Problem description: Below are the records; tally the lines that include "rather" and report only the total.

Data for this exercise:
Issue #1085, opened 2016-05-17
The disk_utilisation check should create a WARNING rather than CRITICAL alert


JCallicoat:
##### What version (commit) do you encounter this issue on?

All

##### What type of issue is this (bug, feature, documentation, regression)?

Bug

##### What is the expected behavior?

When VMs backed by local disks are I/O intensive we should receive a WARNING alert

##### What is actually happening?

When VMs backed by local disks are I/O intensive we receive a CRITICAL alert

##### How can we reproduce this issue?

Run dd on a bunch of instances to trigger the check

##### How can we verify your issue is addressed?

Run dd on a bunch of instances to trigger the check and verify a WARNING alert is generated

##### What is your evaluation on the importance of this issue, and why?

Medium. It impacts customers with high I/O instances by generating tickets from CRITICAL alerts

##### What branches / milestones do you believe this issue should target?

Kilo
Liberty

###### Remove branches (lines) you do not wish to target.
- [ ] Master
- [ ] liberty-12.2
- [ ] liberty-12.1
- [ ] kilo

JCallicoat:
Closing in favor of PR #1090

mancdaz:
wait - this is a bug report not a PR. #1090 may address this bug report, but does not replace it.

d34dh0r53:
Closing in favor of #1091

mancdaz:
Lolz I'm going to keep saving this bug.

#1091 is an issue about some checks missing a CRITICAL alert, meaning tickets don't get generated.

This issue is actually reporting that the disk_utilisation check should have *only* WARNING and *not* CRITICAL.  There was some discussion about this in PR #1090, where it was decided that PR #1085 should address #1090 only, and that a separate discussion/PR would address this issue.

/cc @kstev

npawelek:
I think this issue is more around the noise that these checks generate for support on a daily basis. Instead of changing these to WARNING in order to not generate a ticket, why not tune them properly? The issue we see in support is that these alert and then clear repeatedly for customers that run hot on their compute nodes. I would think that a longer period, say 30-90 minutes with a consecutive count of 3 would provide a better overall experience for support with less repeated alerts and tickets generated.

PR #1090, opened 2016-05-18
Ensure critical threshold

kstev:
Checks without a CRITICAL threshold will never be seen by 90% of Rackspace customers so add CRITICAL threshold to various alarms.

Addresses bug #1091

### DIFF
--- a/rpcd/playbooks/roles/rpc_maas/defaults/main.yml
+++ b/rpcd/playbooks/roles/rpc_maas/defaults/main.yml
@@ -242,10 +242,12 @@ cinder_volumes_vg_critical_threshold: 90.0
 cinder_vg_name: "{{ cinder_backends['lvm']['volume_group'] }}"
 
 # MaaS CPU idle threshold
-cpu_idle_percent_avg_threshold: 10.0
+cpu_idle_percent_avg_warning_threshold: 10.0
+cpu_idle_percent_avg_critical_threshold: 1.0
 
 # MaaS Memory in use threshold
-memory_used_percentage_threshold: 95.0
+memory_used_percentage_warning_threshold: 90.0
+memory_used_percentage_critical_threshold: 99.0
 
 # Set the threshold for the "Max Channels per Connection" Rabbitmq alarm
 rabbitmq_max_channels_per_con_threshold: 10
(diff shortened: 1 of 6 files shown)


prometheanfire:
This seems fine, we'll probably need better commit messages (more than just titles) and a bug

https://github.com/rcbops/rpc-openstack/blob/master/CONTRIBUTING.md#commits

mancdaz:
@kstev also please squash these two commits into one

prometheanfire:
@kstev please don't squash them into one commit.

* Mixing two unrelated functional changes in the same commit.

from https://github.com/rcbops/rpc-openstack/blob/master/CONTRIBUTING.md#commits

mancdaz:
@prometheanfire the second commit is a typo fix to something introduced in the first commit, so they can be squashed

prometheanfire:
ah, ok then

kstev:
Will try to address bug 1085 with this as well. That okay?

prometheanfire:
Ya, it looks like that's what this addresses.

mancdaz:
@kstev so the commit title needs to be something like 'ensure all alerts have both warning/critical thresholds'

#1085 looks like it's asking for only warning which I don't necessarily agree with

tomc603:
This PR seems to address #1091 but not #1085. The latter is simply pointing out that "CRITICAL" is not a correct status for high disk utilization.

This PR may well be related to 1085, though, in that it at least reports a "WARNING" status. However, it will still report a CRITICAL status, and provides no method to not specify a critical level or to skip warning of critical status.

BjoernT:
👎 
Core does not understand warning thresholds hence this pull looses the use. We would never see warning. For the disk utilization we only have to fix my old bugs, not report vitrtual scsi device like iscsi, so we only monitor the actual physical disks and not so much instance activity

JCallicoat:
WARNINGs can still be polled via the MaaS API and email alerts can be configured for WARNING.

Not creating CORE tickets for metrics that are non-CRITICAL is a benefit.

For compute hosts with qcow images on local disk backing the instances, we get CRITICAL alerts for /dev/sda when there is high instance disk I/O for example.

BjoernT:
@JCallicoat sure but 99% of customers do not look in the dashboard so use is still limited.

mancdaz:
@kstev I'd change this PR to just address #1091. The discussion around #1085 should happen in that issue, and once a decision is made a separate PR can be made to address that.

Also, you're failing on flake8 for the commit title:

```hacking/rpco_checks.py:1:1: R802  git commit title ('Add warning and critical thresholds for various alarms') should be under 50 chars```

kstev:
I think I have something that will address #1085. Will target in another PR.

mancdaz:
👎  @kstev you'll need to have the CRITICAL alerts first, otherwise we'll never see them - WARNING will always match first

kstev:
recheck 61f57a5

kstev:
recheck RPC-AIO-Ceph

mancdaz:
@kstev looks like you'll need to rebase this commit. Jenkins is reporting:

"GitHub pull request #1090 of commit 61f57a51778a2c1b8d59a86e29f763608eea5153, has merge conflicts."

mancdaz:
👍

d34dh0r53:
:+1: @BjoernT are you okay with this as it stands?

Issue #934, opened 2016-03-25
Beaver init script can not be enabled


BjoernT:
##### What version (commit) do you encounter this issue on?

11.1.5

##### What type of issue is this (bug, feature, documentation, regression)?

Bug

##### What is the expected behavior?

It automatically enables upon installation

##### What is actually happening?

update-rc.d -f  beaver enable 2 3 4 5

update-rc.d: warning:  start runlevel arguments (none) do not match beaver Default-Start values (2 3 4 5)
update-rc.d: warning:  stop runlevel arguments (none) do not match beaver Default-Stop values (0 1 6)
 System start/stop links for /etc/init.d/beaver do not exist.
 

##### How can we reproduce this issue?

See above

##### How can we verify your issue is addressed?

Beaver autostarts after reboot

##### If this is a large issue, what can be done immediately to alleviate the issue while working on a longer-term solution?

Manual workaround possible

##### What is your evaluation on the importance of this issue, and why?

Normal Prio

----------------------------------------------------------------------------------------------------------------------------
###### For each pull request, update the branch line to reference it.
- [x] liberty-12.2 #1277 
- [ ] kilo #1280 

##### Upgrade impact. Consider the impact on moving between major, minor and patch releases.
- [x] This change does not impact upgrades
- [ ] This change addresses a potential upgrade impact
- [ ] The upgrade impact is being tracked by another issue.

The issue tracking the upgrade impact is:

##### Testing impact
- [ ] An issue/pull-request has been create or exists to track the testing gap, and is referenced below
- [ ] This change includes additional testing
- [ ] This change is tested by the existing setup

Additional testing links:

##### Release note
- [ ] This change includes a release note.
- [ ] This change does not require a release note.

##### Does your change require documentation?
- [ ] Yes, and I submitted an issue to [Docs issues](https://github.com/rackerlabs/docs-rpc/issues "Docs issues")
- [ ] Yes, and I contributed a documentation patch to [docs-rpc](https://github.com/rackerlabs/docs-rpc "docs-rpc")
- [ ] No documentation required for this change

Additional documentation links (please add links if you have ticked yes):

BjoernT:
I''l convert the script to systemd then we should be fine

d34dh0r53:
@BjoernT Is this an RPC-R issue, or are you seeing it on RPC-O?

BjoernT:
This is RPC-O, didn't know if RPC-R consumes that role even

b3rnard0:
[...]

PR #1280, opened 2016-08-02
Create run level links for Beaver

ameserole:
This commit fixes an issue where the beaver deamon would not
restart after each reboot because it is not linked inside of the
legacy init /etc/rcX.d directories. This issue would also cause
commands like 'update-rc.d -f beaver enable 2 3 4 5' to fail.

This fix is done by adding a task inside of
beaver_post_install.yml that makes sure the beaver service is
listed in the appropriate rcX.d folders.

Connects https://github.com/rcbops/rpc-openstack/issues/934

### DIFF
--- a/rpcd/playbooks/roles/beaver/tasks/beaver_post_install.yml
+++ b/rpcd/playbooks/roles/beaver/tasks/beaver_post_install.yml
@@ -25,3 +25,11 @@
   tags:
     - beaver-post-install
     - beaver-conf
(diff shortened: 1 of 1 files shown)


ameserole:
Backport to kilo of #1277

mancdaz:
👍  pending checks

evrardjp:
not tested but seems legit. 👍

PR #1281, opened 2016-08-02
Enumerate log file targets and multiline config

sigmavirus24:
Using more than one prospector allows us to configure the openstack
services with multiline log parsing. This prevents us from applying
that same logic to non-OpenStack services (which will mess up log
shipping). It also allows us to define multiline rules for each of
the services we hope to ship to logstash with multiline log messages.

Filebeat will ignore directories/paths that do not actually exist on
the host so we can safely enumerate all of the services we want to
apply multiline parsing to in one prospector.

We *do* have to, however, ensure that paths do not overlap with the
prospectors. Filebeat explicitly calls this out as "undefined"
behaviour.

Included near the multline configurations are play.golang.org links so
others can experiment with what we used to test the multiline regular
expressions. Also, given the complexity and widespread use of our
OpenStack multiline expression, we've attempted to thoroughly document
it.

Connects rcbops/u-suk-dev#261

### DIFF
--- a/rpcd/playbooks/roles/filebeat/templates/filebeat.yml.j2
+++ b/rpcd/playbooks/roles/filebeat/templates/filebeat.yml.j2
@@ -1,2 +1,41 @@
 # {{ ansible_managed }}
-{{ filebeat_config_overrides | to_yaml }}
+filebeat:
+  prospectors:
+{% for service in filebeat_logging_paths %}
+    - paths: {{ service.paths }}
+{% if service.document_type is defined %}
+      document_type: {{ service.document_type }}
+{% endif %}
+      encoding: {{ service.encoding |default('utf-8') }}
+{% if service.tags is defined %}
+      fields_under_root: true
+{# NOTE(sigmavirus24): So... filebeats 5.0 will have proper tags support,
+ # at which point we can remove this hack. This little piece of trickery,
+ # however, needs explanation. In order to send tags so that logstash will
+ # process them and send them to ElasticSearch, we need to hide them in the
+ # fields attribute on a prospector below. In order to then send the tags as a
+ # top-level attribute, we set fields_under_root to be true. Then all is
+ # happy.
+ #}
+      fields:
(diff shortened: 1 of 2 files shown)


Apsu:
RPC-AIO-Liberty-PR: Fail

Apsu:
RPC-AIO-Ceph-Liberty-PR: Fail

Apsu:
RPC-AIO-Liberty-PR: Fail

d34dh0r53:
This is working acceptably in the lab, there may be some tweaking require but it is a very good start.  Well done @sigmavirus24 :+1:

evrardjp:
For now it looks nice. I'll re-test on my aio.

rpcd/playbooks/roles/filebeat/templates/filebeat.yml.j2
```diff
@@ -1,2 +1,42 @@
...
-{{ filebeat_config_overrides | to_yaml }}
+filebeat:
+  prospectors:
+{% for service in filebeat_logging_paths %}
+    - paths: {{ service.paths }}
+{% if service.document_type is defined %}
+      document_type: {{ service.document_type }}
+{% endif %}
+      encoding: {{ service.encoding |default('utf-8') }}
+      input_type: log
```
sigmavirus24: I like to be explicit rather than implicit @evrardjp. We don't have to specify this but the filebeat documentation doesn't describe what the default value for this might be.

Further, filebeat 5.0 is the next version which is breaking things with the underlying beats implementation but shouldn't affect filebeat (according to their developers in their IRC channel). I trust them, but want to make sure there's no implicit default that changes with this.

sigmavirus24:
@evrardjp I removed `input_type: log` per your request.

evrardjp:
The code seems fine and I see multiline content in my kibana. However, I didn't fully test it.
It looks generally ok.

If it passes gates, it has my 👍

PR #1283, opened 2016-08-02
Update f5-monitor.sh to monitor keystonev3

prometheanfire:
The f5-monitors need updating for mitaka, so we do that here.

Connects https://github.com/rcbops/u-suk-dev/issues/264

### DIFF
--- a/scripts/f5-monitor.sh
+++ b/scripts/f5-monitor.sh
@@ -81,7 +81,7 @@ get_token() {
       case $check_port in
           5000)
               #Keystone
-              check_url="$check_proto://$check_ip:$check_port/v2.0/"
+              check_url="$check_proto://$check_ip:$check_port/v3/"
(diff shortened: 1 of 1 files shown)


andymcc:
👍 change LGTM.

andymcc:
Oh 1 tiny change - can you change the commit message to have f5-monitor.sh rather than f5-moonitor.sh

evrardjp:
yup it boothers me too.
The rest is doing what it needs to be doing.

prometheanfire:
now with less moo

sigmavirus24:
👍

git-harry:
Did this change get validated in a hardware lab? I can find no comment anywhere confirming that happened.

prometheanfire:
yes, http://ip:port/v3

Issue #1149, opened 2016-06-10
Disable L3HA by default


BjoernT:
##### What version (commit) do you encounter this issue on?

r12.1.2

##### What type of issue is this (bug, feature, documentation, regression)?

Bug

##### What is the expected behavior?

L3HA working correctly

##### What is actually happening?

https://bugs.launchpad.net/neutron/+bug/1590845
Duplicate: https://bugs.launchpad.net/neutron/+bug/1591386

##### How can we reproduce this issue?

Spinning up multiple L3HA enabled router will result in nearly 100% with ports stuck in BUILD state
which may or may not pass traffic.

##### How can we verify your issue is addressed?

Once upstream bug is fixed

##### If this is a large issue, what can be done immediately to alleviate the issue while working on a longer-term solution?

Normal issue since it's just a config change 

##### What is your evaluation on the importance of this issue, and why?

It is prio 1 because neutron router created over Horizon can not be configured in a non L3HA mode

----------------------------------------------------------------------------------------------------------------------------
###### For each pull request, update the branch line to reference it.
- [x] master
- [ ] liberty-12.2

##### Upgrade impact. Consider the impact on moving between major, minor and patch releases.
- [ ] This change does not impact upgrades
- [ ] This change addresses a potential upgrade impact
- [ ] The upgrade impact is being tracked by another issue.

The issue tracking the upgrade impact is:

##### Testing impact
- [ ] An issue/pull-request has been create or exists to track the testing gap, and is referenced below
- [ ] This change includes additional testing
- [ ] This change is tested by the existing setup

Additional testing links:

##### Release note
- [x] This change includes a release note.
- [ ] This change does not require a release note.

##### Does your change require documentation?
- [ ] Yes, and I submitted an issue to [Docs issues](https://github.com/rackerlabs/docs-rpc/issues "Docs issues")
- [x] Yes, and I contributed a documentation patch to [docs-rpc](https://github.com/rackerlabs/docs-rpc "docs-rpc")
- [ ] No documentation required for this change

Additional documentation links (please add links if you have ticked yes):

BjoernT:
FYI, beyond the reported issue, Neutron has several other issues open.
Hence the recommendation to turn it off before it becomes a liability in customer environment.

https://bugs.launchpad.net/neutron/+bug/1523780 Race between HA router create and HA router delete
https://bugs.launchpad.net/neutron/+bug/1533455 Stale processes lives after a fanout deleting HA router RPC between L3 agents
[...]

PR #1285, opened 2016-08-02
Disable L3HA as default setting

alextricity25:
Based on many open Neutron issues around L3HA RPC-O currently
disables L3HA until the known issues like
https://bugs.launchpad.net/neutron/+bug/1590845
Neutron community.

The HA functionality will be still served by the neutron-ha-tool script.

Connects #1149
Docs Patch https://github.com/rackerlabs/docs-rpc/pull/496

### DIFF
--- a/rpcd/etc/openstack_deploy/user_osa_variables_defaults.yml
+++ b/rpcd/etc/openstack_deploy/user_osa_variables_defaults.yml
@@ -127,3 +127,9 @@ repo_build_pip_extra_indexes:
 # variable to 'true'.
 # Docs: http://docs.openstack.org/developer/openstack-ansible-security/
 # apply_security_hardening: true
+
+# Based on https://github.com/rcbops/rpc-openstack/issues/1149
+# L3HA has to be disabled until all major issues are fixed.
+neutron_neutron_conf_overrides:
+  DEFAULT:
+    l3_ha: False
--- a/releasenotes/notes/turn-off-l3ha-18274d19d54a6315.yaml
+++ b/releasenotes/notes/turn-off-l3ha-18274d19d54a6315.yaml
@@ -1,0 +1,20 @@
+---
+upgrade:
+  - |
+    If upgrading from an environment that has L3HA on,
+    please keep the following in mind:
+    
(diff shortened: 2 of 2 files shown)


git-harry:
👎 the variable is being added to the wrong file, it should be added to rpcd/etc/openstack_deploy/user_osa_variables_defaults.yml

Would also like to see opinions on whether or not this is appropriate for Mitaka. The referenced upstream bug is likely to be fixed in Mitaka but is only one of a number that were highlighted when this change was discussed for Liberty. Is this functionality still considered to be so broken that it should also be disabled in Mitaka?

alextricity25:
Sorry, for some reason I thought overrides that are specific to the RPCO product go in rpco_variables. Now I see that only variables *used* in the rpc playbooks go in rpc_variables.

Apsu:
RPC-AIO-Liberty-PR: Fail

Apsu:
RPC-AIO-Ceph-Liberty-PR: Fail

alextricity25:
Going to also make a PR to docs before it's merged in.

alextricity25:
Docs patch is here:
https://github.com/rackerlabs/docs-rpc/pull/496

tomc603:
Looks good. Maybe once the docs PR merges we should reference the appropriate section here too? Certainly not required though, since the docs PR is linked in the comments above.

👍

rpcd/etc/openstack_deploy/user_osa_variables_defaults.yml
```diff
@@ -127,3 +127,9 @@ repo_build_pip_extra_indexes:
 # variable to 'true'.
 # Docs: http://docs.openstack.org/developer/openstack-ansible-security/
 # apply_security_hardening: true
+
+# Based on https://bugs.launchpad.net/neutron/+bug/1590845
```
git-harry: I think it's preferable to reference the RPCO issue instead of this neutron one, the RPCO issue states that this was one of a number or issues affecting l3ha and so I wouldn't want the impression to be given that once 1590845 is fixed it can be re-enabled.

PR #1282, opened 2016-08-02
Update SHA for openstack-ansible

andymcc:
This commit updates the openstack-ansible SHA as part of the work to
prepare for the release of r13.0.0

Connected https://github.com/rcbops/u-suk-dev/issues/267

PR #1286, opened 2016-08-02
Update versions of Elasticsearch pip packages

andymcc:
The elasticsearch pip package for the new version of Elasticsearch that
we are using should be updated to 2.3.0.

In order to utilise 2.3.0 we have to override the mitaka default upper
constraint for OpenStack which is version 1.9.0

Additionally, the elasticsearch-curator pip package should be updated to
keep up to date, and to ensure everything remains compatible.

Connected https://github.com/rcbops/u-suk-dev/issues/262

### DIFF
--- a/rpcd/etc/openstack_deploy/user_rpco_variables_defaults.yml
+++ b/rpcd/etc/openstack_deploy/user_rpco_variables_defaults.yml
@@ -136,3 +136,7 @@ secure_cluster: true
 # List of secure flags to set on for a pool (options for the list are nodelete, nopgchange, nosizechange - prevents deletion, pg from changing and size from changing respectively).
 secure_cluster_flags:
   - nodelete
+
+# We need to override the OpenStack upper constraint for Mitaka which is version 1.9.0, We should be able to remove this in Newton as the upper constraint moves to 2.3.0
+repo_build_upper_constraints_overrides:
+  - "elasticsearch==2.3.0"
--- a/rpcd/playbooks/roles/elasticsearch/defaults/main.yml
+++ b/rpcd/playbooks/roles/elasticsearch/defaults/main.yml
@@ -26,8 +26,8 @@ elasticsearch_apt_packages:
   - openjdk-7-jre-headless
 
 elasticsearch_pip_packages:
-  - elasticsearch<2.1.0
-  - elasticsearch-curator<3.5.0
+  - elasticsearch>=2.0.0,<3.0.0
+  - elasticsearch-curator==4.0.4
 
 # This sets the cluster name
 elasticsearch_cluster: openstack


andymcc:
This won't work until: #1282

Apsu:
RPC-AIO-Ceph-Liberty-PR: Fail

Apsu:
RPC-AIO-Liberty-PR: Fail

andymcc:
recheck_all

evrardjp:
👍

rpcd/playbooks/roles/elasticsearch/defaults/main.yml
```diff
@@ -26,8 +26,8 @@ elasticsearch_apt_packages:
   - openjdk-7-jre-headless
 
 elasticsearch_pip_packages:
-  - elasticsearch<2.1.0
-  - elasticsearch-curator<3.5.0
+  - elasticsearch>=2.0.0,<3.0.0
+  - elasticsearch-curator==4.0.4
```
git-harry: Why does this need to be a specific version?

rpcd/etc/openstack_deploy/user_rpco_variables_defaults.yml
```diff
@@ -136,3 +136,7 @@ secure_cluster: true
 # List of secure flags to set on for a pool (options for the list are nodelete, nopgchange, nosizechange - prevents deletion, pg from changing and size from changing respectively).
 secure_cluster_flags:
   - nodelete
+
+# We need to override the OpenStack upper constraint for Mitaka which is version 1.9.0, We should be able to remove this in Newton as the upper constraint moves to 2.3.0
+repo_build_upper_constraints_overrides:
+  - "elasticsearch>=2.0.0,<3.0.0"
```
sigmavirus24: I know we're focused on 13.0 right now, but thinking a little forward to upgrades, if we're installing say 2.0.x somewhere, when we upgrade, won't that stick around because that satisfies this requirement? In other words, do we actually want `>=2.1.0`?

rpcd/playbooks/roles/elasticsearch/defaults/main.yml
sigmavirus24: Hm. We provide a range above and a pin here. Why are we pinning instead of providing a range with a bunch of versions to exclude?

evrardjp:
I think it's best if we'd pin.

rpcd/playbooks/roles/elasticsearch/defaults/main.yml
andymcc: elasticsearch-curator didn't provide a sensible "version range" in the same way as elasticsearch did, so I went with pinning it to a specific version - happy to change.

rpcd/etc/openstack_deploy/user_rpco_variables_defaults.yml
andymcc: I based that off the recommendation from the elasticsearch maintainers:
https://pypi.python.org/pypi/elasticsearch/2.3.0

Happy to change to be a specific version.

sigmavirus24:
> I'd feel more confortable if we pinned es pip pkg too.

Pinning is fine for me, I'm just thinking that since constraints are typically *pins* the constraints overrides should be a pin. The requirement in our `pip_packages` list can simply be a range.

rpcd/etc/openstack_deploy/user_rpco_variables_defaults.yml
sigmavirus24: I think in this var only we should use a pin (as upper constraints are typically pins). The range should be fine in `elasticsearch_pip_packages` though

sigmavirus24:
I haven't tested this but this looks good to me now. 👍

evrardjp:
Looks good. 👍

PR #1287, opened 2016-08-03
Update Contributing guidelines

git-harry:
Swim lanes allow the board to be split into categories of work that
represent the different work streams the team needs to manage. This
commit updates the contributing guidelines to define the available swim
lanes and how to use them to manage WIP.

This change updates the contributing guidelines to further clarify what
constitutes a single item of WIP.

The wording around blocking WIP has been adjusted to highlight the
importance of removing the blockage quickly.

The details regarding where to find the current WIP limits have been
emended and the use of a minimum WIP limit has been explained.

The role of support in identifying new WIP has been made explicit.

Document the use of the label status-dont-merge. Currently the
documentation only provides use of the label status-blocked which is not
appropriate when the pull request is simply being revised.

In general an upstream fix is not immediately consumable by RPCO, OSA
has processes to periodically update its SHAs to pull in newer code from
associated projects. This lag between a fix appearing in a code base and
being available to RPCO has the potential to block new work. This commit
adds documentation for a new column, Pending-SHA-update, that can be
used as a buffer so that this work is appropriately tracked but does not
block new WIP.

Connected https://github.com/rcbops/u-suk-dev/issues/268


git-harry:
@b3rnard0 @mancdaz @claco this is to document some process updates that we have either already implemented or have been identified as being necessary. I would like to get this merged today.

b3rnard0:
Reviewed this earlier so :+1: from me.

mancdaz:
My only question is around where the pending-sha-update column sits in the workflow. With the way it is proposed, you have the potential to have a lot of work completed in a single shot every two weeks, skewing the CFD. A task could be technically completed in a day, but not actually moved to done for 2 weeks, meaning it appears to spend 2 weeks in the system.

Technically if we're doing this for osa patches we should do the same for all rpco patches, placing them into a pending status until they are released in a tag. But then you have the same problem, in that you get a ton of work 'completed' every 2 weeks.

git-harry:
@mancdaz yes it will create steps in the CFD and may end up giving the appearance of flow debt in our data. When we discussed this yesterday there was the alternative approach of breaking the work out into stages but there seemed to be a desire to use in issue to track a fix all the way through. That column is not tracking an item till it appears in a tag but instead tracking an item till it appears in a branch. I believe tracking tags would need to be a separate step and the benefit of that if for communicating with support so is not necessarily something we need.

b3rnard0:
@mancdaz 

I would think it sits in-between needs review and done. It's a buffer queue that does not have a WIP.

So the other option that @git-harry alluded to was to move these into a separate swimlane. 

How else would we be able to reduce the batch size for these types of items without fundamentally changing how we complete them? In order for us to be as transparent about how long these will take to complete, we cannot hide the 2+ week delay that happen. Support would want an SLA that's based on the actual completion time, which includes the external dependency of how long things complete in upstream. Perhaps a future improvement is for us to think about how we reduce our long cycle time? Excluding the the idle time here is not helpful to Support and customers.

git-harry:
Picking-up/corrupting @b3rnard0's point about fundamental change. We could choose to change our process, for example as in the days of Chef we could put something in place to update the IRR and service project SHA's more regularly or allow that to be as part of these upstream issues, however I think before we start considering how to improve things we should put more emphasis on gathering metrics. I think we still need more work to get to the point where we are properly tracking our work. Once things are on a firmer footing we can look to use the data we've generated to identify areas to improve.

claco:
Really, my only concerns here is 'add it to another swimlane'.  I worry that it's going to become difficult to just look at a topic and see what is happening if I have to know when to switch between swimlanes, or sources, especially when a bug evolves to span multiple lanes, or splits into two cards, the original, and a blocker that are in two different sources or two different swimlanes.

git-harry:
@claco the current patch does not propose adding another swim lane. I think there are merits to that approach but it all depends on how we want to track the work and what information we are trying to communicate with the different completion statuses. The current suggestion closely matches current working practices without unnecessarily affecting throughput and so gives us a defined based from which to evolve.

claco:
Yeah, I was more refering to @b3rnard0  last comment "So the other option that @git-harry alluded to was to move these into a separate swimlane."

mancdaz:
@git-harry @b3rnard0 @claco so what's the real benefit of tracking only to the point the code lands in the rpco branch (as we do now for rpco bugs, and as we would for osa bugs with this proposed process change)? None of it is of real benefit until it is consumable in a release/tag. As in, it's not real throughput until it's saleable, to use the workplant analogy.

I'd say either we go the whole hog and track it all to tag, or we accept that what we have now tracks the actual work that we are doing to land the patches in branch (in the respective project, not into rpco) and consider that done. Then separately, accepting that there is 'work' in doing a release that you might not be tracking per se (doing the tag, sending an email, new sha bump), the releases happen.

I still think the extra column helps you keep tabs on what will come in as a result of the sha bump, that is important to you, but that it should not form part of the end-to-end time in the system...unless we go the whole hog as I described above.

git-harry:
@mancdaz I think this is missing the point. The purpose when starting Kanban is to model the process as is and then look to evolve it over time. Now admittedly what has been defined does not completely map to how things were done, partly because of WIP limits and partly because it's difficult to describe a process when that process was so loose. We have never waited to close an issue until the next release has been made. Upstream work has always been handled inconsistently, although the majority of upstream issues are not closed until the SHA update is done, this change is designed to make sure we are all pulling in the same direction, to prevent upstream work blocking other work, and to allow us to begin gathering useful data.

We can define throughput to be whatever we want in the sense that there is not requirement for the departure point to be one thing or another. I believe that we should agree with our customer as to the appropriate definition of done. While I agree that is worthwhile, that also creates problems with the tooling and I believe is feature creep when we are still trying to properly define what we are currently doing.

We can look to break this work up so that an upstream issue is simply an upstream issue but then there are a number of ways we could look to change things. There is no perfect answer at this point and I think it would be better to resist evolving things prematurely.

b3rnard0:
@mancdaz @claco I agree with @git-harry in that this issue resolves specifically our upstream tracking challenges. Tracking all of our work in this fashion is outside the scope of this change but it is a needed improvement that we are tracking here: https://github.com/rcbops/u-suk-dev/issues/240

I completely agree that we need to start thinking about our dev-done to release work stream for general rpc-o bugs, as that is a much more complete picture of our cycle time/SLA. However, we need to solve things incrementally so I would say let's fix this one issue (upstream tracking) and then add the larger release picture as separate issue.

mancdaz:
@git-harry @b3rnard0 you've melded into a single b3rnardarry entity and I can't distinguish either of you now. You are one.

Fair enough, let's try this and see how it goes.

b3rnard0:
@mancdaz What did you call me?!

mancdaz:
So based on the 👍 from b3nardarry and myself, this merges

Result: 3